The Development of Healthcare AI Accreditation
- Stakeholder-Driven Standards ([02:44])
- URAC convened academic centers, clinicians, ethicists, lawyers, and pharma to build a program. Initially aimed at users, stakeholders insisted developers also be held accountable.
- Results: First healthcare AI accreditation launched with modules for both users and developers.
- Positive Feedback:
- Program uptake has outpaced other URAC initiatives, receiving attention from regulators and large healthcare systems.
Accreditation Pillars and Safeguards
- Foundational Focus Areas ([06:22])
- Regulatory compliance & monitoring: Adapting to changing laws.
- Contract clarity, data/privacy protection, scalability.

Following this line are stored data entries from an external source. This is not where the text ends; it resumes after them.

PR #2017, opened 2022-01-13
Alternate RTL fix: add mutationObserver to count-badge-icon to re-render on dir attribute

annabelsegalld2l:
This is an alternate fix for the RTL issues in the count badge. I think this is a pretty clean solution that we can suggest to others that will face this issue in the future. It avoids the issues we had with the attribute setting in the RTL mixin, and the performance impact is minimal since we only re-render for the dir attribute change.

### DIFF
--- a/components/count-badge/count-badge-icon.js
+++ b/components/count-badge/count-badge-icon.js
@@ -77,17 +77,9 @@ class CountBadgeIcon extends CountBadgeMixin(LitElement) {
 
 	connectedCallback() {
 		super.connectedCallback();
-		const self = this;
-		this._mutationObserver = new MutationObserver(mutations => {
-			mutations.forEach(mutation => {
-				if (mutation.type === 'attributes'
-					&& mutation.attributeName === 'dir') {
-					// re-render when dir attribute is added to reposition for RTL
-					self.requestUpdate();
-				}
-			});
-		});
-		this._mutationObserver.observe(this, { attributes: true });
+		// re-render when dir attribute is added to reposition for RTL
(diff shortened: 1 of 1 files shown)


components/count-badge/count-badge-icon.js
```diff
@@ -75,6 +75,26 @@ class CountBadgeIcon extends CountBadgeMixin(LitElement) {
 		this._badgeId = getUniqueId();
 	}
 
+	connectedCallback() {
+		super.connectedCallback();
+		const self = this;
```
annabelsegalld2l, line 80: Binding the mutation function didn't seem to work, as I kept getting a "this is undefined" error. So I just created a self variable to use in the mutation listener.

components/count-badge/count-badge-icon.js
```diff
@@ -75,6 +75,18 @@ class CountBadgeIcon extends CountBadgeMixin(LitElement) {
 		this._badgeId = getUniqueId();
 	}
 
+	connectedCallback() {
+		super.connectedCallback();
+		// re-render when dir attribute is added to reposition for RTL
+		this._mutationObserver = new MutationObserver(() => this.requestUpdate());
+		this._mutationObserver.observe(this, { attributeFilter: ['dir'] });
```
annabelsegalld2l, line 82: AttributeFilter ensures we will only request the update if the dir is changed (which should only happen once). This is valid syntax for all our supported browsers (https://developer.mozilla.org/en-US/docs/Web/API/MutationObserver/observe).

- Qualified personnel & ethical conduct: Involvement of clinicians is mandatory.
- Clinical appropriateness: Tools must suit medical—not just technical—contexts.
- Analogy:
- In contrast to prescription drugs, AI tools currently face less oversight. “If we said they have a thousand drugs...we’d go, maybe somebody outside the organization needs to be looking at these things.” ([07:22])
Regulation vs. Voluntary Accreditation
- Patchwork Regulations, Federal Vacuums ([09:01])
- Different states have variable requirements, but vendors operate across state lines. Federal oversight is inconsistent post-administration change.
- “There’s actually more regulatory oversight for the hospital cafeteria than there is for the hospital AI program.” — Dr. Griffin ([09:55])
- Accreditation’s Flexibility: ([11:21])
- “Accreditation actually has the ability to change and move along with a rapidly changing care environment.”
- Voluntary nature allows innovation but installs crucial, credible checks.
Promoting Safe and Scalable Innovation
- Guardrails Enable Speed ([11:21])
- Dr. Griffin compares it to F1 racing: “You actually need some controls if you’re going to go fast.”
- Fostering Trust in Vendor Selection ([13:11])
- As healthcare organizations consider new vendors, accreditation becomes a requirement for trust and stability.
- “If it’s four guys in a garage, they could go out of business next week, or mom could kick them out of the garage, and then they suddenly don’t even have an office.”
The Human Analogy—Credentialing AI
- Memorable Analogy ([14:09]):
- “Think of anything you’re asking AI to do in healthcare and imagine it’s a person doing the same thing. You’d want to know who Larry is before he’s in the exam room, right? So, there’s a credentialing analogy here for when you bring something into your system. Is it trained, is it qualified, is it doing the job that you expect and who’s going to keep an eye on it until you trust it?”
- Training and Onboarding Risks:
- Not all healthcare organizations are providing sufficient AI training; risks include data errors and negative patient outcomes.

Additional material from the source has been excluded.